### INSTRUCTIONS FOR THE TASK
Copy the data below verbatim, leaving no line out.

(AVAILABLE DATA)

PR #9239, opened 2023-09-29
graphql possibleTypes: Fix formatting

Tobbe:
Fixing GitHub "check annotations" warnings like these

image

### DIFF
--- a/__fixtures__/test-project/web/package.json
+++ b/__fixtures__/test-project/web/package.json
@@ -21,8 +21,8 @@
   },
   "devDependencies": {
     "@redwoodjs/vite": "6.0.7",
-    "autoprefixer": "^10.4.15",
-    "postcss": "^8.4.30",
+    "autoprefixer": "^10.4.16",
+    "postcss": "^8.4.31",
     "postcss-loader": "^7.3.3",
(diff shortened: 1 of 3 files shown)


dthyresson:
@Tobbe I wonder if I don't have proper prettier/lint settings here: https://github.com/redwoodjs/redwood/blob/18555d0e196cfc69ed322e24cafeb2d228773ae1/packages/internal/src/generate/possibleTypes.ts#L83

I tried to format it so it wasn't different from the project prettier settings, but may be off.

Or, did I check in the CRWA a non formatted file?

Either case, the formatted file and the CRWA should match and not bother CI.

I will see what the generator does and if it is the same or not.

dthyresson:
I ran type gen on a new project in canary and the possibleTypes does match:

```ts
export interface PossibleTypesResultData {
  possibleTypes: {
    [key: string]: string[]
  }
}
const result: PossibleTypesResultData = {
  possibleTypes: {},
}
export default result
```

I'll just update the test fixtures per the CI error and can approve change.

dthyresson (approved):
I checked that the prettier formatted files created by `yarn rw g types` match that now in the test fixtures.

Approved.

(End AVAILABLE DATA)

### SOLUTION FOR THIS EXERCISE
PR #9239, opened 2023-09-29
graphql possibleTypes: Fix formatting

Tobbe:
Fixing GitHub "check annotations" warnings like these

image

### DIFF
--- a/__fixtures__/test-project/web/package.json
+++ b/__fixtures__/test-project/web/package.json
@@ -21,8 +21,8 @@
   },
   "devDependencies": {
     "@redwoodjs/vite": "6.0.7",
-    "autoprefixer": "^10.4.15",
-    "postcss": "^8.4.30",
+    "autoprefixer": "^10.4.16",
+    "postcss": "^8.4.31",
     "postcss-loader": "^7.3.3",
(diff shortened: 1 of 3 files shown)


dthyresson:
@Tobbe I wonder if I don't have proper prettier/lint settings here: https://github.com/redwoodjs/redwood/blob/18555d0e196cfc69ed322e24cafeb2d228773ae1/packages/internal/src/generate/possibleTypes.ts#L83

I tried to format it so it wasn't different from the project prettier settings, but may be off.

Or, did I check in the CRWA a non formatted file?

Either case, the formatted file and the CRWA should match and not bother CI.

I will see what the generator does and if it is the same or not.

dthyresson:
I ran type gen on a new project in canary and the possibleTypes does match:

```ts
export interface PossibleTypesResultData {
  possibleTypes: {
    [key: string]: string[]
  }
}
const result: PossibleTypesResultData = {
  possibleTypes: {},
}
export default result
```

I'll just update the test fixtures per the CI error and can approve change.

dthyresson (approved):
I checked that the prettier formatted files created by `yarn rw g types` match that now in the test fixtures.

Approved.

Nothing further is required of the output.